2. Paragraph 2 is incomplete and misleading. See, point A.l. above.

3. Paragraph 3 is incomplete and misleading. The court erred in failing to modify the decree to reflect [Francis'] right to enforcement of Diane's 50% post high school expenses for [Daughter]. Further, the court erred in ordering that Diane need not reimburse Francis for her share of [Daughter's] post high school expenses he had already incurred. See, HFCR Rule 68 point and argument below.

4. The re-calculation of the parties' reciprocal child support obligations in Paragraph 4 appears to be unsupported.
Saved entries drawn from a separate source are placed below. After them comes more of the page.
PR #5310, opened 2022-11-11
Remove unused param and only set tty when we can

weitzman:
Fixes a Drupal 10 test failure "TTY mode requires /dev/tty to be read/writable.". Example https://app.circleci.com/pipelines/github/drush-ops/drush/4320/workflows/70530dae-ef77-43cd-9fe9-d8f9713a71fa/jobs/25996/tests#failed-test-0

### DIFF
--- a/src/Commands/core/SshCommands.php
+++ b/src/Commands/core/SshCommands.php
@@ -51,7 +51,6 @@ class SshCommands extends DrushCommands implements SiteAliasManagerAwareInterfac
 
         $process = $this->processManager()->siteProcess($alias, $code);
         if (Tty::isTtySupported()) {
-            // @todo is this is still needed?
             $process->setTty($options['tty']);
         }
         // The transport handles the chdir during processArgs().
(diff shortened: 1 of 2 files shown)


src/Commands/core/SshCommands.php
```diff
@@ -49,7 +50,10 @@ public function ssh(array $code, $options = ['cd' => self::REQ, 'tty' => false])
         }
 
         $process = $this->processManager()->siteProcess($alias, $code);
-        $process->setTty($options['tty']);
+        if (Tty::isTtySupported()) {
```
greg-1-anderson, line 53: We still need to allow the user to select whether a TTY is desired or not. The other end of the connection might not support TTYs. I think that the `tty` CLI option should be preserved, and the `$process->setTty($options['tty']);` should merely be wrapped in `if (Tty::isTtySupported()) {`

greg-1-anderson (changes requested):
Please retain tty flag

src/Commands/core/SshCommands.php
weitzman: Ah right. I pushed a commit which does this. 

The $options for ssh method did not need to declare 'tty' key since thats done by `@optionset_proc_build`

PR #5311, opened 2022-11-11
Add drush command to clear the locale status

rolfvandekrol:
Updating modules does not automatically clear the locale status. This causes problems in our automatic deployments, because that means the `locale:update` command will sometimes try to use `.po` files for older versions of modules. 

We use `drupal-composer/drupal-l10n` to include the correct `.po` files in our build and don't allow downloading the `.po` files inside the production container. 

When we clear the locale status before running `locale:update`, it always uses the correct files.

We could potentially add this to our own scripts, but we think this is also useful for other Drush users.

### DIFF
--- a/src/Drupal/Commands/core/LocaleCommands.php
+++ b/src/Drupal/Commands/core/LocaleCommands.php
@@ -81,6 +81,18 @@ class LocaleCommands extends DrushCommands
     }
 
     /**
+     * Clears the translation status.
+     *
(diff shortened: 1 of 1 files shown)


Sutharsan (approved):
Code looks good. I understand the use case and agree that it is beneficial for others. I have objection to add this command.

Sutharsan:
@weitzman I'm fine with adding this to 11.x.

PR #5312, opened 2022-11-12
Document how to specify drush.services.yml files in package sub-modules

### LINKED ISSUE #5297: How to declare multiple drush.services.yml files in one composer.json
**Existing document**

https://www.drush.org/latest/commands/#specifying-the-services-file

**What are you attempting to do**

In some cases, a single project with a single `composer.json` file may have multiple sub-modules, each providing their own Drush commands and `drush.services.yml` files. How should this be handled in the project's root `composer.json` file?

Two scenarios where this happens:

1. Modules that have sub-modules.
2. Distributions that include modules.

Specifically, I am curious how to solve this for (2) in the farmOS distribution, where we have two different modules that provide Drush commands:

- https://github.com/farmOS/farmOS/blob/2.x/modules/core/migrate/drush.services.yml
- https://github.com/farmOS/farmOS/blob/2.x/modules/core/update/drush.services.yml

And here is the distro's `composer.json`: https://github.com/farmOS/farmOS/blob/2.x/composer.json

**In what way is the existing documentation unclear or incomplete**

It is unclear how to handle the above situation.

**What should the documentation say instead?**

TBD (and happy to open a PR once I understand!)

mstenta:
Fixes #5297

### DIFF
--- a/docs/commands.md
+++ b/docs/commands.md
@@ -81,6 +81,8 @@ In this example, the file `drush-11-99.services.yml` loads commandfile classes t
 
 It is also possible to use [version ranges](https://getcomposer.org/doc/articles/versions.md#version-range) to exactly specify which version of Drush the services file should be used with (e.g. `"drush.services.yml": ">=11 <11.99"`).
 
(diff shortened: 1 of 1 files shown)


weitzman:
Thank you.

PR #5325, opened 2022-11-29
Use new process plugin name in generator help

weitzman:


greg-1-anderson (approved):
I believe you, but I don't have any specific knowledge about this new plugin.

weitzman:
This went in elsewhere

PR #5326, opened 2022-11-29
Update role examples to use single quotes

### LINKED ISSUE #5324: user:create and user:password don't recognize password starting with ! character
**Describe the bug**
The bug appears when creating a user with user:create, but also replacing the password with user:password does not work if the password starts with a characteristic dollar ('$'). For example, the password '$foobar12345', a normally acceptable password, does not work. Conversely, "£foobar12345" or ".foobar12345" or apparently any other first character, seems to work. 
Perhaps Drush tries to interpret the parameter as a variable? 

**To Reproduce**
drush user:create your.user --mail="your.user@email.com" --password="$foobar12345" 

**Expected behavior**
The password should be correctly registered.

**Actual behavior**
The password is not assigned or changed.

### System Configuration
| Q               | A
| --------------- | ---
| Drush version?  | 11.2.1
| Drupal version? | 9.x
| PHP version     | 8.x
| OS?             | Linux

gitressa:
Fixes: #5324.

## Problem

The `user:password` example uses double quotes:

```
$ drush user:password -h
Set the password for the user account with the specified name.

Examples:
 drush user:password someuser "correct horse battery staple"
```

... but you cannot use double quotes to create passwords containing special character (for example `f!oobar12345`) but have to use single quotes:

> Strings in single quotes are not expanded by bash.

Otherwise you get an error:

```
$ drush user:password your.user "!foobar12345"
bash: !foobar12345: event not found
```

From https://superuser.com/questions/133780/in-bash-how-do-i-escape-an-exclamation-mark

## Solution

Use single quotes.

To stay consistent, I updated the other instances in examples to use single quotes as well. Also, I noticed that a few examples were not correct, so I updated them as well.

### DIFF
--- a/src/Drupal/Commands/core/UserCommands.php
+++ b/src/Drupal/Commands/core/UserCommands.php
@@ -168,7 +168,7 @@ class UserCommands extends DrushCommands
      * @option $uid A comma delimited list of user ids to lookup (an alternative to names).
      * @option $mail A comma delimited list of emails to lookup (an alternative to names).
      * @aliases urol,user-add-role
-     * @usage drush user-add-role "editor" user3
+     * @usage drush user-add-role 'editor' user3
      *   Add the editor role to user3
      */
     public function addRole(string $role, string $names = '', $options = ['uid' => self::REQ, 'mail' => self::REQ]): void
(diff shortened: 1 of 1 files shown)


weitzman:
Thanks!

gitressa:
Perfect, thanks for a fast response!

PR #5327, opened 2022-12-02
Invoke hook_requirements_alter when hook_requirements is invoked

gaelg:
Should be self-explanatory. See https://www.drupal.org/project/drupal/issues/309040 and https://www.drupal.org/project/drupal/issues/3324995


weitzman:
i notice that updatedb command also checks requirements by calling drupal core's update_check_requirements(). That one doesnt call an alter hook. is that a core bug?

claudiu-cristea:
@weitzman, yes, see https://www.drupal.org/project/drupal/issues/3324995

PR #5328, opened 2022-12-05
Allow to specify/override ssh default-command

ceesgeene:
To be able to use `drush ssh` without arguments on hosts that don´t have bash installed, this PR allows to set the default command via config.


greg-1-anderson (commented):
Didn't notice this was assigned to me. Looks useful. It needs a rebase onto the 12.x branch at this point, though.

Issue #5332, opened 2022-12-13
[error] Deprecated function: explode(): Passing null to parameter #2 on drush status


guix77:
**Describe the bug**

```
 [error]  Message: /Deprecated function/: explode(): Passing null to parameter #2 ($string) of 
type string is deprecated in 
/Drush\Commands\core\StatusCommands::pathAliases()/ (line /231/ of 
//var/www/html/vendor/drush/drush/src/Commands/core/StatusCommands.php/). 
Drush\Commands\core\StatusCommands::pathAliases(Array, Object, Object) (Line: 
152)
Drush\Commands\core\StatusCommands->getPropertyList(Array) (Line: 82)
Drush\Commands\core\StatusCommands->status('', Array)
call_user_func_array(Array, Array) (Line: 257)
Consolidation\AnnotatedCommand\CommandProcessor->runCommandCallback(Array, 
Object) (Line: 212)
Consolidation\AnnotatedCommand\CommandProcessor->validateRunAndAlter(Array, 
Array, Object) (Line: 176)
Consolidation\AnnotatedCommand\CommandProcessor->process(Object, Array, 
Array, Object) (Line: 390)
Consolidation\AnnotatedCommand\AnnotatedCommand->execute(Object, Object) 
(Line: 255)
Symfony\Component\Console\Command\Command->run(Object, Object) (Line: 1039)
Symfony\Component\Console\Application->doRunCommand(Object, Object, Object) 
(Line: 275)
Symfony\Component\Console\Application->doRun(Object, Object) (Line: 149)
Symfony\Component\Console\Application->run(Object, Object) (Line: 124)
Drush\Runtime\Runtime->doRun(Array, Object) (Line: 51)
Drush\Runtime\Runtime->run(Array) (Line: 77)
require('/var/www/html/vendor/drush/drush/drush.php') (Line: 18)
drush_main() (Line: 143)
require('phar:///usr/local/bin/drush/bin/drush.php') (Line: 14)
```

**To Reproduce**

`drush status`

**Expected behavior**

No error

**Actual behavior**

Error

### System Configuration
| Q               | A
| --------------- | ---
| Drush version?  | 11.3.2
| Drupal version? | 9.4.9
| PHP version     | 8.1.13
| OS?             | Docker4Drupal => drupal-php container version 8.1-dev-4.38.5

weitzman:
Fixed in #5333

PR #5333, opened 2022-12-13
#5332 fix drush status

guix77:


weitzman:
thanks. I pushed a commit to use our helper instead.

guix77:
Thanks !

PR #5337, opened 2022-12-13
Relay update warnings to the user.

### LINKED ISSUE #5335: Inform the user when database updates have warnings
It is possible that a database update from a module cannot be executed. For example if the module's schema version is from a previous version of Drupal, or when a module uses the update hook number `_8000` which is reserved for the major D7 > D8 update.

In this case `update_get_update_list()` will return a warning for the offending module, rather than the usual `start` key that indicates the first update that can be executed.

In the Drupal core `update.php` page these warnings are shown to the end user before they start the update procedure:

image

We should probably do the same.

On a side note, when a module update has a warning, the missing "start" array key throws a warning:

> [warning] Undefined array key "start" UpdateDBCommands.php:456

Show the warnings to the user. The best solution would be to show them as part of the `drush update:status` command. The output of this command is shown before the user is asked for confirmation to execute the updates.

pfrenssen:
Fixes #5335

**How to test:**

Add the following line to `core/modules/node/node.install`:

```
function node_update_8000() {}
```

Run the `drush updatedb:status` command. A warning should be shown:

```
$ drush updatedb:status
 [warning] node: <em>node</em> module cannot be updated. It contains an update numbered as 8000 which is reserved for the earliest installation of a module in Drupal 8.x, before any updates. In order to update <em>node</em> module, you will need to install a version of the module with valid updates.
 [success] No database updates required.
```

### DIFF
--- a/src/Commands/core/UpdateDBCommands.php
+++ b/src/Commands/core/UpdateDBCommands.php
@@ -104,7 +104,12 @@ class UpdateDBCommands extends DrushCommands implements SiteAliasManagerAwareInt
     {
         require_once DRUSH_DRUPAL_CORE . '/includes/install.inc';
         drupal_load_updates();
-        list($pending, $start) = $this->getUpdatedbStatus($options);
+        list($pending, $start, $warnings) = $this->getUpdatedbStatus($options);
+
+        // Output any warnings.
+        foreach ($warnings as $module => $warning) {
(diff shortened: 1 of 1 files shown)


weitzman (approved):
LGTM. Up to you if you want to make a test for this.

pfrenssen:
Thanks! This is an edge case which will only affect a minority of users, so I think a test does not bring much value.

It only happens if a developer makes a mistake in the naming of an update hook. Still a good idea to show the warnings in this case :)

5. Paragraph 5 does not reflect the parties' actual circumstances. Francis filed with the court an "automatic Tuition Payment Schedule" on September 15, 2000.

6. By August 31, 2000, Diane's attorney had submitted to the court an affidavit regarding fees and costs. Therefore, Paragraph 6 is misleading.
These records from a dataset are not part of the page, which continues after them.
PR #5358, opened 2023-01-19
Separate using git from isDecorated.

charginghawk:
This will make the output consistent between interactive and non-interactive sessions.

On Acquia servers, `drush cex --diff --no` outputs a single-line `Only in [directory]` when a config file is fully added or deleted, where `drush cex --diff` will show the full diff, ie the contents, of the file.


weitzman:
Thanks. Sorry for the delay.

Issue #4685, opened 2021-03-10
Stop using Drupal container for contrib command discovery and instantiation


weitzman:
Use Factory method ...

greg-1-anderson:
The general idea here is that we find command classes by discovery, like we used to do (and still do for site-wide commands). We could also consider discovering command classes via the autoloader, as Robo plugins do.

Once we have a list of command classes, we instantiate them via a static `create` factory method (that must exist? or only if it exists?). The create method is passed a DI container, and it can use that to fetch and inject its dependencies into the commandfile class.

League/container supports chained DI containers. Symfony DI did not; I'm not sure if it does now, but I suspect we might be able to chain from a League DI container to a Symfony (Drupal) DI container. If not, we might need to pass two DI containers to the create method.

weitzman:
Looks like neither the Symfony container nor the Drupal container (a close fork of Symfony) support delegate() so we'll need to pass two containers I think.

greg-1-anderson:
[Symfony containers](https://github.com/symfony/symfony/blob/5.x/src/Symfony/Component/DependencyInjection/Container.php) implement ContainerInterface, which is the requirement for deletage() in league / container, so I think that maybe we could delegate to the Drupal container from the Drush container.

We should only do this if we change our bootstrap process to do the delegation; if we don't do that, then we should pass two containers.

Also, just because we can pass just one container doesn't mean we should. I'm undecided on this point.

weitzman:
Could we do this in a backward compat way? Seems like we could mimic service instantiation so they continue to work?

greg-1-anderson:
Hm, yeah, that might work.

weitzman:
A bit more discussion about motivation for this (or lack thereof) https://drupal.slack.com/archives/C62H9CWQM/p1633443431221800?thread_ts=1633433650.221500&cid=C62H9CWQM

joachim-n:
It would be really nice if Drush looked for commands in all installed packages, not just modules.

There's a comment in DrupalKernelTrait::discoverServiceProviders() about this.

I think it's doable by instantiating Composer and getting a list of packages from it, but is the command list cached at all? Getting a list of packages out of Composer every single time is going to be a bit slow.

Seldaek:
If you need a list of packages, please use https://getcomposer.org/doc/07-runtime.md#installed-versions - there's also `getInstalledPackagesByType` which could be useful for this perhaps if the packages have defined types.

[...]

PR #5371, opened 2023-01-30
Upgrade to drupal-code-generator v3

Chi-teck:
Drush currently uses DCG 2 to generate code.

### Remaining tasks
- [x] Update `drush generate` command to use PHP attributes instead of annotations
- [x] Update `drush:command-file` generator
- [x] Figure out a way to register third-party generators
- [x] Update Drush tests
- [ ] Implement completion for generator names

The big question is how to deliver this change. Here are a couple complications.
1. DCG 3 is not API compatible with DCG 2. 
2. DCG 3 requires PHP 8.1 and Drupal 10.

Basically there are two options.
1. Wait for a new major Drush release that would only support Drupal 10.
2. Make `drush generate` compatible with both DCG versions.


Chi-teck:
This kind of critical, because Drupal 10 has been already released and code generated by DCG 2 is not fully compatible with it. In order to support multiple Drupal versions DCG would have to generate code with deprecations .

weitzman:
I dont feel strongly about it, but I think 1. is the best way forward. We could branch for Drush 12 now, with a target release date just before Drupalcon Pittsburgh (early June). Drush 12 would be Drupal 10 minimum. Here is the todo list for Drush 12 https://github.com/drush-ops/drush/milestone/7

weitzman:
_Update: ignore below. I had merged composer changes into 11.x by accident._

I changed the base of this PR to 12.x It says it has no merge conflicts but I dont see how composer.lock could not conflict. Please reroll if needed when you get a chance.

Chi-teck:
> Figure out a way to register third-party generators

Modules can subscribe to generator info event and register their generators. I am not sure if this is enough to resolve this task.

src/Commands/generate/GenerateCommands.php
```diff
@@ -20,40 +25,42 @@ class GenerateCommands extends DrushCommands implements AutoloaderAwareInterface
...
     {
+        // @todo Figure out a way to inject the container.
+        $container = \Drupal::getContainer();
+
+        // @todo Implement discovery for third-party generators.
+        $application = Application::create($container);
+        $application->setAutoExit(FALSE);
+
+        $application->addCommands([
+            new MigrationGenerator(),
```
weitzman: Any interest in moving Migration generator in DCG? If not thats , OK.

weitzman (commented):
How does a global generator subscribe to the event? Here is what we say about authoring global generators today https://www.drush.org/11.x/generators/#global-generators

src/Commands/generate/GenerateCommands.php
Chi-teck: DCG already have a generator for MigrationSource plugins. We could add a simple migration generator under Yaml namespace.

Chi-teck:
> How does a global generator subscribe to the event? Here is what we say about authoring global generators today https://www.drush.org/11.x/generators/#global-generators

Those need to be registered in the generate command before `$application->run();`

src/Commands/generate/GenerateCommands.php
Chi-teck: https://github.com/Chi-teck/drupal-code-generator/commit/6347e6ffea446194e37a8fb2db9067d29b0bd676

weitzman:
I updated the dcf generator a bit in https://github.com/drush-ops/drush/pull/5442. Still needs port to DCG3.

weitzman:
For global generators, is there any reason we can't keep using the code in `discoverPsr4Generators` - https://github.com/drush-ops/drush/pull/5371/files#diff-14a8581695da2d03094b84103528a480af8e2891e0590de222aa9b04a8d4d7f2L137-L144. That can be called right from the command method.

Chi-teck:
> I updated the dcf generator a bit in #5442. Still needs port to DCG3.

The dcf command has been updated to DCG3. Needs review.

Chi-teck:
> For global generators, is there any reason we can't keep using the code in `discoverPsr4Generators` - https://github.com/drush-ops/drush/pull/5371/files#diff-14a8581695da2d03094b84103528a480af8e2891e0590de222aa9b04a8d4d7f2L137-L144. That can be called right from the command method.

The link seems broken. Anyway we can use any discovery method as long as it can ignore DCG 2 generators. I would prefer something less magic, something that does not rely on reflection API and loading generator classes. That would allow to avoid difficulties in future major updates of DCG and symfony/console.

weitzman:
The diff wont show because it is inside the file thats deleted in the PR.

IMO we should merge this without major changes to generator discovery in drush (both global and module). Then we work on those in #4685

Chi-teck:
I've removed `discoverDrushGenerators`. I don't think it's worth implementing a discovery method for just a couple of generators. Also replaced `adjustDCGGenerators` with event subscriber.

PR #564, opened 2015-06-21
Add shellcode encoders and API

zachriggle:
This requires the changes which are in #559 for `@LocalContext` and shellcode runners.


zachriggle:
I recommend viewing the diff in `asm.py` with whitespace disabled, i.e. `?w=1` on the URL.

PR #566, opened 2015-07-16
bugfix: `ui.yesno()` now correctly handles <enter>

br0ns:
This bug happened because we no longer disable input processing in the terminal.
In particular `\r` is now translated to `\n`.  The fix is to interpret both `\r`
and `\n` as <enter> in `term/key.py`.


zachriggle:
binjitsu/binjitsu@36ccc2b

PR #567, opened 2015-07-16
bugfix: don't call `shutdown(2)` when calling `tubes.sock.close()`

br0ns:
This can be a problem since sockets inherited by children will see the
`shutdown(2)` call as well.


zachriggle:
Looks good to me

br0ns:
Zach said it's good, so I'm merging my own PR.

zachriggle:
binjitsu/binjitsu@72416c4

PR #570, opened 2015-08-12
import `completer` with `pwnlib.term` and update no-available-complet…

br0ns:
…ions-text


zachriggle:
+1

zachriggle:
binjitsu/binjitsu@42d8f59

PR #571, opened 2015-08-12
fix `before` and `after` keywords for `term.output()`

br0ns:


zachriggle:
+1

zachriggle:
binjitsu/binjitsu@c734802

PR #576, opened 2015-10-05
close file descriptors in process.close() and avoid leaving zombie processes around

antoniobianchi333:
This commit fixes two problems:
1) File descriptors used to communicate with a forked process are not closed.
2) The return code of a killed/closed process is not read (leaving a zombie process around).

To reproduce these issues:
```python
for i in xrange(3000):
    p = process("ls")
    p.kill()
```
This code will generate the following error: `OSError: [Errno 24] Too many open files`.
In addition, a lot of zombie processes are created (use `ps aux | grep ls` to check).

With the proposed patch, both issues are solved.

### DIFF
--- a/pwnlib/tubes/process.py
+++ b/pwnlib/tubes/process.py
@@ -406,9 +406,18 @@ class process(tube):
         # First check if we are already dead
         self.poll()
 
+        #close file descriptors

To summarize, [Francis] challenges the foregoing paragraphs of the Order Following insofar as they were made to give support to the court's simultaneous award to Diane of attorney fees and costs, the court's dismissal of the reciprocal claim Francis made in his May l5, 2000 motion for relief.
(Emphases in original; record citation omitted.)
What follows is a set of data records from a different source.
PR #577, opened 2015-10-13
use binutils targeting elf's architecture, instead of default

ChiChou:


zachriggle:
The problem with this approach is that it becomes impossible to disassemble Thumb code in an ARM binary, since `arch` will never be `'thumb`'.

zachriggle:
Perhaps it would be sufficient to do something like:

```py
def diasm(..., arch=None):
    if arch is None: arch = self.arch
    ....
    return disasm(..., arch=arch)
```

zachriggle:
Nah, I still don't like that since I can't do it in a `context.local(arch='arm')` block and get what I would expect.

zachriggle:
tl;dr @ChiCou should use `context.binary` to auto-set `context.arch`, or set `context.arch` manually.

ChiChou:
@zachriggle I knew the context trick but I thought it's a little bit confusing. Thanks for pointing out the Thumb problem.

We conclude that we lack appellate jurisdiction to address these challenges to the August 31, 2000 Order Following Final Settlement Conference. The August 17, 2000 Order Following Final Settlement Conference is the effective order and the Notice of Appeal filed by Francis (a) did not purport to appeal it and (b) was filed too late to validly appeal it. The August 31, 2000 Order Following Final Settlement Conference is not the effective order. Even if it was the effective order, Francis did not appeal it. Francis appealed only the August 31, 2000 Order Re: Payment. Therefore, the August 17, 2000 Order Following Final Settlement Conference is a final order not to be disturbed by our opinion deciding the valid appeal of the August 31, 2000 Order Re: Payment.

B.

Francis contends that the August 31, 2000 Order Re: Payment was not authorized by statute, agreement, stipulation, or precedent. To the extent he is arguing that the family court had no discretion under any circumstances to award fees, he admits his error when he states in his opening brief that "HRS [§] 580-47(e) provides that the family court 'may' award fees and costs." (Emphasis in the original.) To the extent he is arguing that the family court abused its discretion, we disagree.

C.

Francis contends that in letters dated May 15, 2000, and July 12, 2000, he made a Hawai`i Family Court Rules (HFCR) Rule 68 offer to Diane and that, based on his offer, "If any fees or costs were to be awarded Rule 68 HFCR entitled [Francis] to his attorney's fees." (Emphasis in the original.) Although the two alleged letters are not a part of the record on appeal and, therefore, are not authorized to be appended or referred to in an appellate brief, Orso v. City & County of Honolulu, 55 Haw. 37, 514 P.2d 859 (1973), copies of them are attached to the opening brief. Francis did not move in the family court for an award of fees pursuant to HFCR Rule 68, and the family court did not decide his alleged entitlement thereto. Motions pursuant to HFCR Rule 68 must be made in, and decided by, the family court. The appellate courts decide valid appeals from the family court's decision. No applicable rule or precedent authorizes a HFCR Rule 68 motion to be initiated in the appellate courts. Therefore, this appeal does not involve the question whether Francis should be awarded attorney fees pursuant to HFCR Rule 68.
CONCLUSION

Accordingly, we affirm the family court's "Order Re: Payment of Plaintiff's Attorney's Fees and Judgment," filed herein on August 31, 2000.

DATED:  Honolulu, Hawai`i, February 11, 2002.
 

On the briefs:

Richard Hacker
  for Defendant-Appellant.

Diane L. Bueno, now known
  as Diane L. Cattani,
  Plaintiff-Appellee, pro se.
 

1.     Nothing in the record indicates that the parties agreed to the content of the August 17, 2000 Order Following Final Settlement Conference. On the contrary, the order indicates that the parties did not agree to its content.